就這場面哪個看著不尿褲子,尤其是二尺多長一寸粗的針管裡的鹽水,一點沒剩的注射進去,這鹽水到底好不好只有天知道,天王老子,今天真是遇到碴子了。
米莉兒注射完一管子鹽水,一回身從小胖端著的托盤裡又拿出一個原樣的針管,一晃蕩。
熊貓臉也不知道哪來的力氣,就見他一擰腚跪在床上,「楊哥、我知道錯了,兄弟馬上給您十萬元真錢,馬上,馬上!」
楊瑋回頭看看米莉兒,倆人會心一笑。
楊瑋冷著面孔說:「十五分鐘見錢!」
「好的、好的!」熊貓臉一邊答應一邊掏出手機
護士室裡。
護士小胖一邊洗手一邊問,「米莉兒,你什麼時候去省城進修?」
「很快,」米莉兒笑瞇瞇的叮囑,「哎,今天的事情甭對外人說哈。」
「明白,」小胖拿著一萬元錢晃晃,好生的得意。
米莉兒看看她又看看對面的楊瑋,問道:「哎,我在家好好的,你一個電話給我叫出來,是不是也該賞我倆錢最起碼跑道費也得一萬塊錢吧。」
「就是,就是。」小胖在一旁插嘴。
楊瑋一笑,將九萬元遞給她,「都是你的。」
「切,你說給我還不要呢對了,明天股票咋樣?還能跌嗎?這可是好幾個跌停板了?到底有沒有搞錯?」
「沒事,再有一個跌停就到底了,然後就是大牛市來了,不要緊的。」楊瑋淡淡的回答道。
他說的很輕鬆,可是自己的心裡卻是苦惱的要命,因為兩天後局裡就要對賬了,只有在明天將股票賣出,後天才能兌換成現金,否則的話錢步茶是過不了這一關的,要知道二百萬的虧空實在不是一個小數目。
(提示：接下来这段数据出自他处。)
PR #133, opened 2026-08-12
docs: remove the Testing Your Understanding self-quiz from CLAUDE.md

oliverames:
CLAUDE.md ended with a "Testing Your Understanding" section that reran three examples from the Critical: Backslash Escaping table as a quiz. The model reading the file already has those rules a few sections up, so the quiz spends context without adding information, and current guidance on agent context files flags exactly this pattern as removable.

This PR deletes the quiz section and nothing else. The escaping table, the "Why This Matters" explanation, and the worked examples all stay where they were, since those are the real gotchas.

The change only touches CLAUDE.md, but lint, the full test suite (565 tests), and the build all pass locally.

### DIFF
--- a/CLAUDE.md
+++ b/CLAUDE.md
@@ -211,14 +211,6 @@ This works in: `create-note` (folder param), `create-folder`, `search-notes`, `l
 | "iCloud sync in progress" | Wait and retry - results may be incomplete |
 | "No checklist items found" | Note has no checklists, or Full Disk Access not granted |
 
-## Testing Your Understanding
-
-Before creating notes with shell commands or paths containing backslashes, verify you're escaping correctly:
-
-- `~/path/to/file` - No escaping needed (no backslashes)
-- `Mobile\ Documents` - Needs escaping: `Mobile\\ Documents`
-- `C:\Users\` - Needs escaping: `C:\\Users\\`
-
 ## Recurring macOS permission prompts → offer the official-Node fix
 
 If a user reports being **repeatedly** prompted for Full Disk Access or


sweetrb:
Merged — thanks, @oliverames.

I checked the redundancy claim rather than taking it at face value, and it mostly holds: `Mobile\ Documents` was a verbatim repeat of the escaping table's third row, and `~/path/to/file` is derivable from the stated rule. A self-quiz that re-derives rules stated forty lines earlier is exactly the kind of thing that costs context without adding information, and you scoped it correctly — the table, the "Why This Matters" explanation and the worked examples are the parts that carry the actual gotchas, and you left all three alone.

One thing worth recording, since it came out of reviewing your diff and it's **not** a criticism of it: the quiz's third line was the one place in the file that got Windows paths *right*.

The quiz said `C:\Users\` → `C:\\Users\\`, which follows the table's rule (`\` → `\\`). But the Examples section says:

```
**Correct - Windows path:**
content: "Path: C:\\\\Users\\\\Documents"
```

Per that same table (`\\` → `\\\\`), the four-backslash form decodes to a literal `C:\\Users\\Documents` — doubled backslashes, not a Windows path. It also contradicts the shell example directly above it, which correctly uses `\\` for a single literal backslash.

So the file had a correct statement and an incorrect one, and removing the quiz happened to leave the incorrect one standing. That's a pre-existing bug in the Examples section, not something your PR introduced — your change is right either way. I'm fixing the example separately, along with a stale "Default account is iCloud" line that 2.7.1 (#129) invalidated when account resolution stopped hardcoding that name.

Follow-up: #134.

PR #144, opened 2026-08-29
fix: prevent unsafe Apple Notes mutations

artemgetmann:
## Summary

This closes three write-safety failures reproduced against real disposable Apple Notes:

- duplicate titles could make a title-based mutation target the wrong note
- a stale read could silently overwrite a newer edit
- full-body update or append could remove attachments

## Changes

- require canonical CoreData note IDs for update, append, delete, move, and batch move
- return a SHA-256 `contentHash` from exact note reads
- require `expectedContentHash` for update, append, delete, and batch delete
- compare the complete body and mutate in one no-retry AppleScript transaction
- reject update and append when attachments exist, including a second in-transaction check
- read the same note ID after body writes and report `verifiedVisibleText`
- verify the actual destination folder ID for single and batch moves
- fail closed when create-note does not return a canonical Apple Notes ID
- update schemas, README, skill copies, bundled runtime, plugin manifests, version, and changelog

## Contract changes

This intentionally removes title-only mutations. Titles remain available for search and reading.

`batch-delete-notes` now accepts reviewed `{ id, expectedContentHash }` snapshots instead of a bare ID array.

Apple Notes normalizes stored HTML. Post-save verification therefore proves the visible text and returns the exact post-save hash; it does not claim byte-identical rich formatting.

## Verification

- `pnpm test`: 601 passed
- `pnpm run lint`: passed
- `pnpm run format:check`: passed
- `pnpm run typecheck`: passed
- `pnpm run build`: passed
- `pnpm run test:integration`: 18 passed against Notes.app

Disposable live acceptance also verified:

- title-only update is rejected
- exact-ID update changes only the intended note when two notes share a title
- a stale save is rejected and the newer content survives
- attachment-bearing update and append are rejected while an attachment remains
- successful writes read back from the same ID
- single and batch moves verify and reach the requested folder

All disposable notes were moved to Recently Deleted after testing.


sweetrb:
Merged — thank you for this. The atomic-transaction design was exactly right: putting the body comparison, attachment check, and write inside one no-retry AppleScript closes the JS-side check-then-write race that a naive guard would leave open, and the disposable-note acceptance testing against real Notes.app (duplicate titles, stale writers, attachment rejection, destination-folder verification) is the kind of empirical validation this class of fix actually needs.

While reviewing I found one more gap in the same spirit as what you closed: AppleScript's `is`/`is not` string comparison is case-insensitive by default, so a case-only concurrent edit (e.g. autocorrect fixing capitalization) between a caller's read and the atomic write would read as "unchanged" and slip past the conflict guard — undermining the exact guarantee this PR advertises. I added `considering case ... end considering` around both comparisons (in `updateNoteByIdIfUnchanged` and `deleteNoteByIdIfUnchanged`) plus regression assertions pinning it, verified empirically that AppleScript's default comparison really is case-insensitive, and pushed it to your branch before merging (`maintainerCanModify` was on — thank you for leaving that open, it made landing this same-day possible). Full test suite, lint, typecheck, and format all green after the change.

Also filed #145 during review to track two narrow edge cases you and I both agree are worth documenting but not worth blocking this merge over (the linefeed-tolerant guard, and a possible false readback-mismatch from `comparableVisibleText`'s tag-boundary spacing) — not from your PR, from the design space this PR operates in.

This closes a real class of data-loss bugs (duplicate-title mistargeting, stale-write clobbering, attachment-dropping full-body rewrites) that had no guard before. Appreciated.

PR #155, opened 2026-09-10
fix(readback): don't invent a space at inline-tag boundaries (2.8.4)

### LINKED ISSUE #145: Two narrow false-signal edge cases in the #144 write-safety guards
Split out of review on #144 (\"fix: prevent unsafe Apple Notes mutations\") — not blocking that merge, since both are narrow edge cases with no test coverage either way and the wrong-direction fix risk (hand-modifying a safety-critical AppleScript string comparison without empirical Notes.app validation) outweighs leaving them documented for now.

## 1. The linefeed-tolerant conflict guard can mask a genuine one-linefeed edit

`updateNoteByIdIfUnchanged` / `deleteNoteByIdIfUnchanged` compare the current body against the expected body two ways:

```applescript
if currentBody is not "${safeExpectedBody}" and currentBody is not "${safeExpectedBody}" & linefeed then return "SAFETY_CONFLICT"
```

The second form exists because `executeAppleScript`'s `output.trim()` strips a real trailing linefeed Notes.app's `body` property can legitimately carry — without it, a same-content read would spuriously conflict with itself. But the same tolerance also matches a note that changed *concurrently* by exactly one trailing linefeed (added or removed, nothing else) between the caller's read and the write. In that narrow window, a genuinely-changed note is treated as unchanged and the write proceeds — the exact race this PR closes, reopened for one specific edit shape.

Likely low-frequency (requires a concurrent edit whose only difference is a single trailing linefeed), but worth a regression test once there's a reliable way to reproduce Notes.app's linefeed behavior deterministically, and worth reconsidering whether the trim() should move to a normalize-both-sides comparison instead of a two-literal OR.

## 2. `comparableVisibleText` can report a false readback-mismatch on a successful HTML write

The readback-verification normalizer (`src/utils/noteRevision.ts`) inserts a space at every tag boundary before collapsing whitespace, so immediately-adjacent inline tags produce a forced space that literal adjacent text wouldn't have (`<b>foo</b><i>bar</i>` → \"foo bar\", not \"foobar\"). If Apple Notes' save-time HTML normalization ever merges two adjacent inline runs without inserting a character between them, the readback's `comparableVisibleText` would drop that forced space while the just-written `writtenBody`'s transform keeps it — producing a spurious \"readback visible text did not match\" error (`update-note`/`append-to-note`) for a write that actually succeeded. Annoying (false alarm on a real success), not data-loss (wrong direction from #144's real concern), but worth a note or a test once someone can confirm whether Notes.app's save path actually merges adjacent formatting runs like that in practice.

Neither of these reproduced in #144's disposable-note or integration testing — recording them here so they're not lost, per this repo's usual practice of tracking known-unexplained-or-unconfirmed edge cases (see #155, #203) rather than shipping them silently undocumented.

sweetrb:
Both edge cases from #145, investigated against **real Notes.app** rather than reasoned about. One is a genuine bug and is fixed; the other turns out to be impossible.

## Fixed — the false readback mismatch

**Notes.app merges adjacent inline runs of the same style on save.** Verified 2026-09-10:

| written | stored by Notes |
|---|---|
| `<b>foo</b><b>bar</b>` | **`<b>foobar</b>`** |
| `<b>same</b><b>style</b><b>runs</b>` | **`<b>samestyleruns</b>`** |
| `<b>alpha</b><i>beta</i>` | unchanged (different styles) |

`comparableVisibleText` replaced *every* tag with a space, so the written side normalised to `merge me` and the readback to `mergeme`. `update-note`/`append-to-note` then failed a **successful** write with *"readback visible text did not match. Do not retry automatically; inspect note ID … in Notes.app"* — reproduced on 2.8.3, with the note confirmed correctly written.

Inline tags now collapse to nothing. That also matches rendering — `<b>foo</b><b>bar</b>` displays as `foobar` — so the old transform mis-described the **written** side too, not just the readback.

Scoped as an allow-list of tags non-separating by definition. `div`, `p`, `li`, headings, table cells, `<br>` and any unrecognised tag still separate words exactly as before, and `\b` stops the list eating `<bdo>`/`<summary>`. Both pre-existing equality tests still pass unchanged.

**Verified end to end**: the same input that errors on 2.8.3 returns `visible text verified` on this build, with Notes still storing the merged `<b>mergeme</b>`.

## Refuted — the linefeed guard cannot mask an edit

The concern was that tolerating `expected & linefeed` could hide a concurrent edit differing by exactly one trailing linefeed. It can't: **Notes normalises trailing linefeeds.**

| body set to | reads back as |
|---|---|
| `X` | `X\n` |
| `X\n` | `X\n` |
| `X\n\n` | `X\n` |

So no distinct "differs by one trailing linefeed" state exists for the tolerance to mask. The tolerance is also genuinely *required* — a real read always carries the linefeed while `expectedBody` is trimmed, so without it every unchanged read would self-conflict. The guard is sound; left unchanged. (The bare `expected` alternative is simply unreachable, which is harmless.)

## Gates
lint · typecheck · **598 tests** (5 new, verified to fail against the old transform) · prettier · bundle rebuilt

Fixes #145.


sweetrb:
### CodeQL `js/incomplete-multi-character-sanitization` — dismissed as a false positive

Recording the reasoning here, since the dismissal comment is capped at 280 characters.

**`comparableVisibleText` is a comparison normaliser, not a sanitiser.** It has exactly two call sites — `src/index.ts:973` and `src/index.ts:1133` — and both are `!==` equality checks whose only effect is to select an error branch:

```ts
if (!readback || comparableVisibleText(readback) !== comparableVisibleText(result.writtenBody)) {
  return errorResponse("… readback visible text did not match …");
}
```

The return value is never rendered, never written back to a note, never emitted as HTML, and never returned to a caller. There is no sink for the `<script` an incomplete strip could leave behind, which is the premise the rule reasons from.

**On the trigger itself.** The `<[^>]*>` pass predates this PR and was never flagged; what newly trips the rule is that a matched tag may now be replaced with an *empty string* rather than a space, which is the shape of the classic `<scr<script>ipt>` bypass. That bypass does not actually apply here: the global pass matches `<scr<script>` as a single tag, which is not on the inline allow-list, so it is replaced with a **space**, leaving `ipt>`. Only tags whose name is on the allow-list can collapse to nothing.

I restructured first rather than dismissing first — the two chained strip-regexes of the initial commit became a single `<[^>]*>` pass with a replacer (`def19b0`), restoring the exact regex shape the file already had. The alert persisted, which confirmed it is the empty-string replacement that trips the rule, not the chaining. Keeping the single-pass form regardless: it is simpler and puts the inline/block decision in one place.

PR #156, opened 2026-09-13
fix: preserve embedded note links and rich revisions [1/6]

NikoVonLas:
## Problem

Apple Notes can omit link destinations from AppleScript HTML. A client that reads and writes that body can therefore lose links or other native rich content without noticing.

## Changes in this PR

- Restore actual link destinations from the requested note's read-only rich-text metadata.
- Return `links`, `nativeTags`, `richContentComplete`, and `writable` from `get-note-content`.
- Include rich metadata in revision hashes so link-only and native-object changes invalidate stale writes.
- Refuse lossy full-body writes and require `allowLinkChanges` for intentional link changes.
- Verify retained links after updates and appends.

## PR series

This is part **1 of 6** in a review-ordered series:

1. [#156 — Preserve note links and rich revisions](https://github.com/sweetrb/apple-notes-mcp/pull/156) **(this PR)** — restore real URLs and prevent lossy rich-content writes. **Status:** merged.
2. [#157 — Inspect native note objects and tags](https://github.com/sweetrb/apple-notes-mcp/pull/157) — read native objects, checklists, tags, and table structure. **Status:** ready for review.
3. [#158 — Rename folders and add verified attachments](https://github.com/sweetrb/apple-notes-mcp/pull/158) — perform exact-ID folder and attachment mutations. **Status:** draft.
4. [#159 — Add a verified native tags bridge](https://github.com/sweetrb/apple-notes-mcp/pull/159) — create real Notes tags through a guarded Shortcut bridge. **Status:** draft.
5. [#160 — Add verified native background editing](https://github.com/sweetrb/apple-notes-mcp/pull/160) — append and edit supported native content without body replacement. **Status:** draft.
6. [#161 — Add an explicit Shortcut setup flow](https://github.com/sweetrb/apple-notes-mcp/pull/161) — install and diagnose the optional native-write bridges. **Status:** draft.

Review and merge the series in the listed order.

## Validation

- Lint, formatting, typecheck, skill-copy and plugin-manifest checks pass.
- `pnpm run test:coverage`: 617 tests across 26 files; configured thresholds pass.
- The committed bundle matches the source.


NikoVonLas:

sweetrb:
Merged, thanks @NikoVonLas — this is a genuinely careful piece of work.

A few things worth calling out specifically:

- `styleValue`'s field-9 paragraph-UUID stripping is exactly right: it walks the raw protobuf bytes to drop only the 16-byte paragraph identity field Notes regenerates on first native edit, while conservatively keeping every other field (including unknown ones) in the style signature. The test that proves this — same styleRuns, different revision hash across two synthetic paragraph UUIDs — is a great way to pin that distinction down.
- `restoreNoteLinks`'s token-based character alignment (matching visible characters between the AppleScript HTML and the DB's rich-text run positions, then reinserting `<a>` spans back-to-front by offset) handles adjacent/merged inline runs correctly without assuming any particular HTML shape from Notes.app's export.
- The real-note validation call-out in the PR body matches what I found independently — I ran `readRichNote` against a sample of my own live NoteStore.sqlite notes (read-only, no AppleScript) and it recovered `http://`, `https://`, and `mailto:` link destinations correctly, including a note where the note title itself carried a link and a checklist note, with zero exceptions.

One thing I did as part of merging: the committed `build/index.js` was stale relative to `src/index.ts` (332 lines out of date), which was silently failing CI's "Verify committed build/ matches source" step on both Node versions — that's also why the PR was showing zero passing checks going in, on top of the fork-approval gate. I rebuilt and pushed that fix directly to your branch since `maintainerCanModify` was enabled; everything's green now.

Looking forward to review-ordered PRs 2–6 once they're out of draft.

NikoVonLas:
Thanks for the detailed review and for rebuilding the bundle before merge. I traced the stale bundle to building from a worktree whose `node_modules` was symlinked from a neighboring checkout; esbuild then produced a different path-sensitive bundle. The remaining PR branches now use dependencies installed directly in their own worktree. #157 has been rebased onto v2.8.5, rebuilt with no diff, and revalidated on Node 22 and 24; I am moving it out of draft next.

PR #471, opened 2022-11-25
feat: update every testing library to latest

acezard:
Also removed some typing libraries that appear of no use,
since the typings are embedded in the actual libraries now.
Which also avoids mismatched types/implementation versions.


package.json
```diff
@@ -84,12 +84,10 @@
     "@babel/preset-typescript": "7.16.7",
     "@babel/runtime": "^7.17.9",
     "@svgr/webpack": "5.5.0",
-    "@testing-library/react-hooks": "^7.0.2",
-    "@testing-library/react-native": "^9.1.0",
-    "@types/jest": "^28.1.4",
```
Ldoppea, line 89: Isn't this needed for those typings? https://github.com/cozy/cozy-flagship-app/pull/470/commits/865b856ec737e57679fba1eea7ef9f17fe0b1952#diff-96cc3b955ac66dd55214d227f6c48d0c0b7ff2a8ae79a06a6d0c56690110dac3R7

acezard: From what I see the actual jest package comes with its typings now

acezard: @Ldoppea 
image

acezard: @Ldoppea also: https://github.com/facebook/jest/blob/6e5b1d60a1214e792b5229993b5475445e9c1a6e/packages/jest/package.json#L17

Ldoppea (approved):

PR #472, opened 2022-11-25
refactor: typescript improvements

acezard:
Further actions have been taken toward typings for the continued health of the application.

- [x] Upgrade TypeScript environment
- [x] Upgrade the linting environment
- [x] Convert every file in `/libs/intents` to TypeScript
- [x] Fix every **tsc**/**eslint** errors that arise in those files


package.json
```diff
@@ -87,21 +87,24 @@
...
+    "@types/react-native": "0.66.4",
+    "@typescript-eslint/eslint-plugin": "^5.44.0",
     "babel-loader": "8.2.2",
     "babel-plugin-module-resolver": "4.1.0",
     "babel-plugin-optional-require": "0.3.1",
     "babel-plugin-react-native-web": "0.17.7",
     "eslint": "^8.23.0",
-    "eslint-config-cozy-app": "^5.1.0",
+    "eslint-config-cozy-app": "^5.2.0",
+    "eslint-plugin-prettier": "4.2.1",
```
acezard, line 98: Ok so this is annoying but for now, the cozy eslint config's plugins aren't reachable by the flagship eslint config. For now, it's best to add the plugins in the app while working towards a solution in `eslint-config-cozy-app`

src/libs/intents/localMethods.spec.ts
```diff
@@ -45,9 +48,9 @@ describe('asyncLogout', () => {
 
 describe('backToHome', () => {
   it('should handle Navigation', async () => {
-    const client = {}
+    const client = {} as unknown as CozyClient
 
-    localMethods(client).backToHome()
+    await (localMethods(client) as NativeMethodsRegister).backToHome()
```
Ldoppea, line 53: Why do we need to specify `as NativeMethodsRegister` here? There seems to be no ambiguity from the import.

src/libs/intents/localMethods.spec.ts
```diff
@@ -59,23 +62,32 @@ test('fetchSessionCode should return only a session code', async () => {
...
+      fetchSessionCode
+    })
+  }
   fetchSessionCode.mockResolvedValue({
     twoFactorToken: 'token'
   })
 
-  await expect(localMethods(client).fetchSessionCode()).rejects.toThrowError(
+  await expect(
+    localMethods(client as CozyClient).fetchSessionCode()
```
Ldoppea, line 89: nit: I would prefer to put the `as CozyClient` on the declaration (`const client = ...`)

src/libs/intents/localMethods.ts
```diff
@@ -34,8 +36,9 @@ export const asyncLogout = async (client?: CozyClient): Promise<null> => {
 
 // Since logout is used from localMethods
 // it can't be async for now.
-const logout = (client?: CozyClient): (() => Promise<null>) => {
-  return async () => asyncLogout(client)
+const logout = async (client?: CozyClient): Promise<null> => {
+  await asyncLogout(client)
+  return null
```
Ldoppea, line 41: Why do we need a `return null` here? Doesn't `asyncLogout` already do this?

src/libs/intents/localMethods.ts
```diff
@@ -46,25 +49,22 @@ const backToHome = (): Promise<null> => {
...
   return async function fetchSessionCode() {
     if (!client) {
       return null
     }
-    // eslint-disable-next-line @typescript-eslint/no-unsafe-assignment, @typescript-eslint/no-unsafe-member-access, @typescript-eslint/no-unsafe-call
-    const sessionCodeResult = await client.getStackClient().fetchSessionCode()
 
-    // eslint-disable-next-line @typescript-eslint/no-unsafe-member-access
+    const sessionCodeResult = await (
+      client.getStackClient() as {
```
Ldoppea, line 62: Maybe we should declare those types somewhere else. I think that doing this inline makes the code less readable (too much noise).

src/libs/intents/localMethods.ts
```diff
@@ -91,27 +91,43 @@ export const internalMethods = {
     setFlagshipUI(
       intent,
       EnvService.nameIs(strings.environments.test)
-        ? internalMethods.setFlagshipUI.caller?.name // eslint-disable-line @typescript-eslint/no-unnecessary-condition
+        ? // @TODO: find why the function caller was determined to be possibly undefined
```
Ldoppea, line 94: Should we fix this TODO before merge?

src/libs/intents/localMethods.spec.ts
Ldoppea: Edit: ok I just saw the `CustomMethods` thing

src/libs/intents/localMethods.ts
```diff
@@ -91,27 +91,43 @@ export const internalMethods = {
...
+  async (): Promise<null> => {
+    await method()
+
+    return null
+  }
+
 export const localMethods = (
   client: CozyClient | undefined
-): NativeMethodsRegister => {
+): NativeMethodsRegister | CustomMethods => {
```
Ldoppea, line 120: Why is this new type needed?

Ldoppea (approved):

src/libs/intents/localMethods.ts
acezard: Resolved in another PR

src/libs/intents/localMethods.spec.ts
acezard: Updated

src/libs/intents/localMethods.ts
acezard: It should be added into cozy-intent NativeMethodsRegister when I have some time. I think it's ok to have this temporarily though

src/libs/intents/localMethods.ts
acezard: Correct, fixed

src/libs/intents/localMethods.ts
acezard: I agree, I will start adding these types into cozy-client directly so we can remove them. In the meantime I improved readability by removing inline typing

PR #473, opened 2022-11-29
feat: handle failure scenario in mailto handling

acezard:
In case the user didn't have any mailing app, we weren't handling anything. This has been fixed.

This PR also includes several multiples improvements discovered while developing the feature


src/screens/error/ErrorScreen.tsx
```diff
@@ -1,30 +1,63 @@
...
+  event: WebViewMessageEvent
+): Promise<undefined[]> =>
+  await Promise.all(
+    Object.keys(handlers).map(async eventId => {
+      if (!event.nativeEvent.data.includes(eventId)) return undefined
+
+      try {
+        await handlers[eventId]()
+      } catch (error) {
+        log.error('Error while handling event', eventId, error)
```
Ldoppea, line 49: Are we sure we want to silently catch ALL events? Here our need is to silently catch only the `mailto` one.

米莉兒對楊瑋深信不疑,她紅紅的小臉一笑,「那我明天再加點,手裡正好還有幾十萬現金沒動怎麼樣?你不加點倉?」
「我?」楊瑋憨憨的笑笑,搖搖頭
第二天上午,楊瑋剛剛來到局裡,還沒等坐下來喘口氣的光景,辦公桌上的電話響了起來,原來是錢步茶局長在著急見他,楊瑋接過電話急忙忙的跑到局長室。
「錢局長,我來了。」
「小楊,明天檢查組就來了,我看了股票全完了,老弟給哥哥想想辦法呀,求你了!」錢步茶一見面又是鞠躬又是作揖的好一頓忙活,因為他知道自己賬戶裡沒多少錢了,如果不求楊瑋,恐怕自己難以過這一關。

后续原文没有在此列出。